__Saved entries__.
===============
PR #900, opened 2026-06-29
fix(engine): a frozen named stream returns fatal WriterFrozen, never a non-durable ack (#861)

### LINKED ISSUE #861: [critical] Named-stream produce discards commit_tick CommitOutcome and acks a frozen (non-durable) record
## The failure mode

A client `PubTo` to a NAMED stream (`session.rs:851` → `handle_pub_to` → `produce_in_stream`), or a txn commit targeting a named stream (`engine.rs:4318`), runs the cross-stream group-commit. When that stream's covering `fdatasync` fails its barrier (EIO / ENOSPC-on-fsync / write-succeeded-but-fsync-failed), `StreamSet::commit_tick` (`streamset.rs:549-600`) FREEZES only that stream: it pushes the id into `outcome.froze` and does NOT advance `synced_offset` (lines 575-590). By contract (`streamset.rs:544-547`) it NEVER returns `Err` — the caller must inspect `froze` to withhold acks.

`produce_in_stream` does not:

```rust
let _outcome: CommitOutcome = self.streams.commit_tick(); // engine.rs:4010
Ok(offset)
```

The whole outcome (including `froze`) is discarded. `session.rs:3117-3124` sees `Ok(offset)` and sends a `PubAck`.

## Consequence

Ack-before-durable / I2 violation. The producer is told its record was durably accepted while the covering `fdatasync` FAILED and `synced_offset` never moved; on brownout/power-cut the acked record is in the torn tail and is lost on recovery. `session.rs:3072-3074` explicitly claims this PubAck is "ack-implies-durable ... (I2 per stream)" — false the moment the disk barrier faults. The default stream is correctly protected (`engine.rs:3930` `commit_batch()?` propagates the freeze as a fatal `Err`), so the two paths diverge exactly under disk failure. Silent per-record durability loss on every named stream whose fd faults; the txn-commit-on-named-stream path reports the txn committed for a non-durable record.

## Proposed hardening

Inspect the outcome: if `outcome.froze` contains `id` (or `synced` does not cover the appended offset), return a fatal `EngineError::Storage(WriterFrozen)` instead of `Ok(offset)`. The fatal-frame path already exists (`session.rs:3129` `Err(e) if e.is_fatal()`), mirroring the default `commit_batch()?` / `flush_pending` behavior.

## How to test

In a named-stream produce test, inject a `Filesystem` whose `fdatasync`/`sync_data_only` returns EIO for that stream's fd. Assert `produce_in_stream` returns a fatal `Err` (and `handle_pub_to` sends a fatal frame, NOT a PubAck), and that `synced_offset` did not cover the appended offset.

ELares:
Closes #861 (a [critical] from the pre-adoption audit, milestone #30).

## The bug
`produce_in_stream` discarded `StreamSet::commit_tick`'s `CommitOutcome` (`let _outcome`) and always returned `Ok(offset)`. When a named stream's covering `fdatasync` fails its barrier, `commit_tick` **freezes that stream** (pushes it into `froze`, does NOT advance its durable head) and by contract never returns `Err` — the caller must inspect `froze`. So the swallow **acked a record whose fsync FAILED**: an ack-implies-durable (I2) violation. The producer is told the record is durable while it sits in the torn tail, lost on the next power cut. The default stream is protected by `commit_batch()?` propagating the freeze as fatal, so the two paths diverged exactly under disk failure; the txn-commit-to-a-named-stream path inherited the hole.

## The fix
Inspect the outcome: if `froze` contains the appended stream's id, return a fatal `EngineError::Storage(WriterFrozen)`, mirroring the default path. `is_fatal()` already includes `WriterFrozen`, so the session's existing `Err(e) if e.is_fatal()` arm sends a fatal frame, not a PubAck. This also fixes the txn path (it routes through `produce_in_stream`).

## Test
`a_named_stream_produce_whose_fdatasync_fails_returns_fatal_not_an_ack`: produce to a named stream, arm an fsync fault (`FaultFs::set_fail_sync`), produce again — assert `produce_in_stream` returns a fatal `WriterFrozen` (not `Ok`/an ack). 923 server tests pass; clippy + fmt clean.

Pre-adoption: no back-compat concern.

### DIFF
--- a/crates/ironbus-server/src/engine.rs
+++ b/crates/ironbus-server/src/engine.rs
@@ -4007,7 +4007,17 @@ impl<F: Filesystem, C: Clock + Clone> Engine<F, C> {
         // ONE coordinated commit tick (#678): K dirtied named streams => K fdatasync barriers,
         // amortized over the batch; a clean stream costs nothing. The default `""` slot is never
         // dirtied here, so this never syncs the root a second time.
-        let _outcome: CommitOutcome = self.streams.commit_tick();
+        let outcome: CommitOutcome = self.streams.commit_tick();
+        // #861: a named stream whose covering `fdatasync` FAILED this tick is now FROZEN read-only -
+        // its durable head did NOT advance and its parked acks were NOT released. `commit_tick` never
+        // returns `Err` by contract; the caller MUST inspect `froze`. Surface a FATAL `WriterFrozen`
+        // instead of acking a non-durable record, exactly as the default stream's `commit_batch()?`
+        // does. Acking here would violate I2 (ack-implies-durable, per stream): the producer would be
+        // told the record is durable while the disk barrier faulted, and a power cut would lose it from
+        // the torn tail. This also covers the txn-commit-to-a-named-stream path, which routes here.
+        if outcome.froze.contains(&id) {
+            return Err(EngineError::Storage(StorageError::WriterFrozen));
+        }
         Ok(offset)
     }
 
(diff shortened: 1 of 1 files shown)


ELares:

**Verdict: approve.** An independent reviewer verified end-to-end against the source:
- **Completeness (the load-bearing point):** there is exactly ONE `commit_tick(` caller and ONE `append_to(` caller in the whole server crate (engine.rs:4010/4000), so `produce_in_stream` is the single funnel for every named-stream append+commit. All entry points route through it: direct, subject-routed (`produce_by_subject` → `produce_in_stream`, engine.rs:4991), and txn-commit-to-named (`commit_real_append` → `produce_in_stream`, engine.rs:4328). The default `""` target uses `commit_batch()?` which already propagated the freeze. No other `CommitOutcome` swallow remains.
- **Correctness:** `froze` and `synced` are mutually exclusive per id in `commit_tick`; the check is genuinely per-id (acks `id` iff `id`'s own barrier succeeded), correct even when multiple streams are dirtied. `StreamId` derives `Eq`.
- **`WriterFrozen` is fatal** (engine.rs:830), so the session sends a fatal frame, not a PubAck; the default-path asymmetry (`commit_batch()?` → `Log::sync` → fatal) is confirmed.
- **Happy path unchanged** (empty `froze` → `Ok(offset)`).
- **Regression test** drives the real freeze (FaultFs + set_fail_sync), asserts fatal WriterFrozen, would FAIL pre-fix (old code returned Ok), deterministic/non-flaky (reviewer ran it: passes).

923 server tests pass; clippy + fmt clean. CI must be green before merge.

PR #901, opened 2026-06-29
fix(storage): roll back the segment writer on a mid-append spill-flush IO error (#859)

### LINKED ISSUE #859: [critical] Mid-append spill-flush IO error leaves the segment writer torn and un-frozen, corrupting offsets and silently losing acked data
## The failure mode

In SegmentWriter::append (crates/ironbus-storage/src/segment.rs:663-669) write_pos is set to end, then the 256 KiB spill calls flush_pending()? BEFORE record_count += 1 and last_seq. On a flush error (write_all_at hits ENOSPC or flash EIO), flush_pending (segment.rs:728) returns early WITHOUT clearing pending or advancing pending_base, so the just-encoded frame stays buffered while write_pos is advanced but record_count and last_seq are not. Asymmetry: the encode-failure path (653-656) truncates pending back to the pre-append length; the flush-failure path does not. append_at (551-556, the compaction path) is identical.

The error then propagates with NO freeze. append_with_policy (engine.rs:5875) does Err(e) is Err(e) because ENOSPC/EIO maps to StorageError::Io, not AtCapacity. append_no_sync (engine.rs:5103) returns the error leaving self.active = Some. actor.rs:1163 returns ProduceOutcome::Failed and skips commit_batch, so the freeze-on-failed-sync net (log.rs:1946-1952, which only lives inside sync / flush_no_sync) never fires. The same writer is reused on the next produce. Log::append's question-mark at log.rs:1863 returns before advancing next_seq / next_offset, so the retried record reuses seq S and the derived offset base+N.

## Consequence

When a later flush succeeds (disk freed by the retention reaper, or a transient flash EIO that succeeds on retry) both frames are committed together: two physical frames, record_count short by one, both carrying seq S. Pre-restart, a consumer at the acked offset base+N reads the phantom failed frame; post-restart, the dense seq-continuity recovery sees seq S twice, truncates the real frame, and silently loses the acknowledged record. Corruption plus acked-data loss under a routine disk-full or flash-EIO event. Related to #798-807, distinct.

## Proposed hardening

Treat ANY error from flush_pending() inside append / append_at the same as a failed sync barrier: freeze the writer (drop the active segment, surface WriterFrozen). At minimum roll back to the pre-append state on the flush-failure branch (pending.truncate(before) and write_pos = pos_before) so the invariant record_count equals the frame count in the written region is never broken.

## How to test

Wrap the segment file in a fault injector whose write_at returns ENOSPC exactly once, the first time the pending buffer crosses 256 KiB. Produce a relaxed-durability batch larger than 256 KiB (the append fails), clear the fault, produce one more record, then sync. Assert no duplicate offset, record_count matches the frames on disk, and after reopen the second record still survives.

ELares:
## What

Closes #859 (3rd of the 3 critical audit findings in milestone #30).

`SegmentWriter::append` (and the compaction-path `append_at`) encode a record into the shared `pending` buffer, advance `write_pos`, then — if the buffer crossed the 256 KiB spill cap — flush it with one `write_all_at`. That flush is the **last fallible step before** `record_count`/`last_seq` are bumped. A flush error returned immediately and left the writer **torn**: `write_pos` already advanced and the just-encoded frame still buffered, yet `record_count` un-incremented.

Left torn, the **next** append reused the same offset/seq (`record_count` never moved) and, once a later flush succeeded, wrote **both** frames under one count — a corrupted, non-dense log that **silently dropped the record the producer had already been acked for** (an I2 / ack-implies-durable violation). Under a relaxed durability level a >256 KiB batch is exactly when the spill fires mid-append, so a transient ENOSPC / flash EIO triggers it.

## Fix

On a spill-flush error, roll back to the exact pre-append state — `pending.truncate(before)` to drop the encoded frame, restore `write_pos = pos_before` — then propagate the IO error so the producer is never acked. `flush_pending` leaves `pending`/`pending_base` untouched on error (the `?` fires before either is mutated), so only the frame and `write_pos` need undoing; this mirrors the existing encode-failure roll back. Applied to **both** `append` and `append_at`.

## Test

`a_spill_flush_io_error_mid_append_does_not_corrupt_offsets_or_lose_acked_data` (log.rs): three durable records (offsets 0..=2), then a single >256 KiB record whose spill flush fails under an armed write fault. After clearing the fault the next record takes the **same** offset (3 — the failed append consumed none), the live log is dense with no duplicate (4 records), and the survivor record survives a **reopen**.

## Verification

- `cargo fmt --check` clean
- `cargo clippy --workspace --all-targets -- -D warnings -W clippy::pedantic` clean
- `cargo test -p ironbus-storage` — 410 passed (incl. the new regression)

### DIFF
--- a/crates/ironbus-storage/src/log.rs
+++ b/crates/ironbus-storage/src/log.rs
@@ -5837,6 +5837,73 @@ mod tests {
     }
 
     #[test]
+    fn a_spill_flush_io_error_mid_append_does_not_corrupt_offsets_or_lose_acked_data() {
+        use crate::fault::FaultFs;
+        // #859 regression: a write error on the 256 KiB spill flush mid-append must NOT leave the writer
+        // TORN (write_pos advanced, record_count not bumped) - which would reuse this offset/seq on the
+        // next append and, when a later flush succeeds, write both frames under one count, corrupting the
+        // log and silently losing the acked record. A single > 256 KiB record makes its own pending
+        // buffer cross the spill cap, so its in-append flush fires; armed with a write fault it fails.
+        // After clearing the fault the next record must take the SAME offset (the failed one consumed
+        // none and left no torn frame), and the dense log must survive a reopen.
+        let (fs, control) = FaultFs::new(InMemoryFs::new());
+        let probe = fs.inner().clone();
+        {
+            let mut log = Log::open(fs, ManualClock::new(), LogConfig::default()).unwrap();
+            // Three durable records (offsets 0..=2, fsync clean).
+            for i in 0..3u64 {
+                assert_eq!(log.append(&rec(b"durable")).unwrap(), Offset::new(i));
+            }
+            log.sync().unwrap();
+            assert_eq!(log.flushed_offset(), Offset::new(3));
+
+            // A single record larger than the 256 KiB spill cap: its in-append flush fails under the
+            // armed write fault, so the append errors. Pre-fix this left the writer torn at offset 3.
+            let big = vec![b'x'; 300 * 1024];
+            control.set_fail_write(true);
+            assert!(
+                log.append(&rec(&big)).is_err(),
+                "the > 256 KiB record's spill flush fails under the armed write fault"
+            );
+
+            // Clear the fault and append the next record: with the roll-back fix it takes offset 3 (the
+            // failed append consumed NO offset and left no torn frame), not a skipped or reused one.
+            control.set_fail_write(false);
+            let after = log.append(&rec(b"survivor")).unwrap();
+            assert_eq!(
+                after,
+                Offset::new(3),
+                "after a rolled-back spill failure the next append reuses no offset and skips none"
+            );
+            log.sync().unwrap();
+
+            // Dense and no-duplicate in the live log.
+            let recs = log.read_from(Offset::ZERO, 1000).unwrap();
+            assert_eq!(
+                recs.len(),
+                4,
+                "record_count matches the frames on disk: no duplicate or skipped offset"
+            );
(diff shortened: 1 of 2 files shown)


ELares:
### Fresh-eyes review — verdict: APPROVE

An independent adversarial review verified:

- **Roll-back is state-exact.** `flush_pending` returns on the `write_all_at` `?` *before* mutating `pending_base`/`pending.clear()`, so on error both are pristine — the roll-back correctly only undoes the encoded frame (`truncate(before)`) and `write_pos` (`= pos_before`). `record_count`/`last_seq`/`max_timestamp_ms` are all bumped *after* the spill check, so nothing else leaks. Confirmed for **both** `append` and `append_at`.
- **Only vulnerable paths covered.** `write_pos` is advanced-then-flushed only in these two methods; `seal`/`seal_compacted` consume `self` on error (no persisted torn state), and `sync`/`flush_no_sync` add no new frame. `append_at`'s `offset` is a caller-supplied sparse offset, returned only on success.
- **Test genuinely discriminates the bug.** Reviewer ran the new test against the *pre-fix* code in an isolated worktree: it panics because `recs.last().payload` is the big `'x'` record (the torn writer reused offset 3 and dropped the acked survivor). Passes with the fix.

**One actionable point addressed:** the clean-fail test argued but didn't *exercise* the partial-write case (a real `write_all_at` can persist a prefix then error). Added `a_partial_spill_flush_write_mid_append_still_recovers_a_dense_consistent_log` (commit 4f53857) using `arm_torn_write(64)` — proving the unchanged `pending_base` + recovery overwrite/truncate the partial bytes and yield a dense, consistent, no-lost-ack log on reopen.

CI was green on 8ac24ee; re-running on 4f53857 before admin-merge.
===============
__Task objective__.
Where a line of the data holds "because", show that line.

__Task solution__.
The error then propagates with NO freeze. append_with_policy (engine.rs:5875) does Err(e) is Err(e) because ENOSPC/EIO maps to StorageError::Io, not AtCapacity. append_no_sync (engine.rs:5103) returns the error leaving self.active = Some. actor.rs:1163 returns ProduceOutcome::Failed and skips commit_batch, so the freeze-on-failed-sync net (log.rs:1946-1952, which only lives inside sync / flush_no_sync) never fires. The same writer is reused on the next produce. Log::append's question-mark at log.rs:1863 returns before advancing next_seq / next_offset, so the retried record reuses seq S and the derived offset base+N.
- **Test genuinely discriminates the bug.** Reviewer ran the new test against the *pre-fix* code in an isolated worktree: it panics because `recs.last().payload` is the big `'x'` record (the torn writer reused offset 3 and dropped the acked survivor). Passes with the fix.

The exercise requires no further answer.